• Work instructions: Your task is to copy every line of this material exactly.

-------- Given information --------

PR #368, opened 2026-07-02
fix(profile): sanitize pulled scene filenames

YOMXXX:
## Summary
- normalize remote L2 profile filenames before writing pulled scene blocks
- keep pulled scene content inside `scene_blocks/` even when remote filenames contain path segments
- add a regression test for `../../escaped.md` profile filenames

## Why
`pullProfilesToLocal()` reads profile records from the remote store and previously joined `record.filename` directly into the temporary `scene_blocks` path. A malformed or stale remote profile filename could escape the scene block directory during pull.

## Tests
- `npm test -- src/core/profile/profile-sync.test.ts`
- `npm test`
- `npm run build`
- `git diff --check`

### DIFF
--- a/src/core/profile/profile-sync.test.ts
+++ b/src/core/profile/profile-sync.test.ts
@@ -1,0 +1,64 @@
+import { createHash } from "node:crypto";
+import { access, mkdtemp, readFile, rm } from "node:fs/promises";
+import { tmpdir } from "node:os";
+import path from "node:path";
+
+import { afterEach, describe, expect, it } from "vitest";
+
+import { pullProfilesToLocal } from "./profile-sync.js";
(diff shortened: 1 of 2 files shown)


Maxwell-Code07:
Thanks for your attention! We’ll review this and get back to you as soon as possible.

YOMXXX:
Ready triage note: I checked this with the path-boundary group.

This PR is not a duplicate of #369 or the offload path-boundary fixes. #368 covers remote profile filenames before writing pulled scene blocks into `scene_blocks/`; #369 covers filenames read from `.metadata/scene_index.json`. These are adjacent but distinct read/write boundaries.

I did not find merge-order conflicts for this PR in the path-boundary group.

--------

• Solution to the exercise:
PR #368, opened 2026-07-02
fix(profile): sanitize pulled scene filenames

YOMXXX:
## Summary
- normalize remote L2 profile filenames before writing pulled scene blocks
- keep pulled scene content inside `scene_blocks/` even when remote filenames contain path segments
- add a regression test for `../../escaped.md` profile filenames

## Why
`pullProfilesToLocal()` reads profile records from the remote store and previously joined `record.filename` directly into the temporary `scene_blocks` path. A malformed or stale remote profile filename could escape the scene block directory during pull.

## Tests
- `npm test -- src/core/profile/profile-sync.test.ts`
- `npm test`
- `npm run build`
- `git diff --check`

### DIFF
--- a/src/core/profile/profile-sync.test.ts
+++ b/src/core/profile/profile-sync.test.ts
@@ -1,0 +1,64 @@
+import { createHash } from "node:crypto";
+import { access, mkdtemp, readFile, rm } from "node:fs/promises";
+import { tmpdir } from "node:os";
+import path from "node:path";
+
+import { afterEach, describe, expect, it } from "vitest";
+
+import { pullProfilesToLocal } from "./profile-sync.js";
(diff shortened: 1 of 2 files shown)


Maxwell-Code07:
Thanks for your attention! We’ll review this and get back to you as soon as possible.

YOMXXX:
Ready triage note: I checked this with the path-boundary group.

This PR is not a duplicate of #369 or the offload path-boundary fixes. #368 covers remote profile filenames before writing pulled scene blocks into `scene_blocks/`; #369 covers filenames read from `.metadata/scene_index.json`. These are adjacent but distinct read/write boundaries.

I did not find merge-order conflicts for this PR in the path-boundary group.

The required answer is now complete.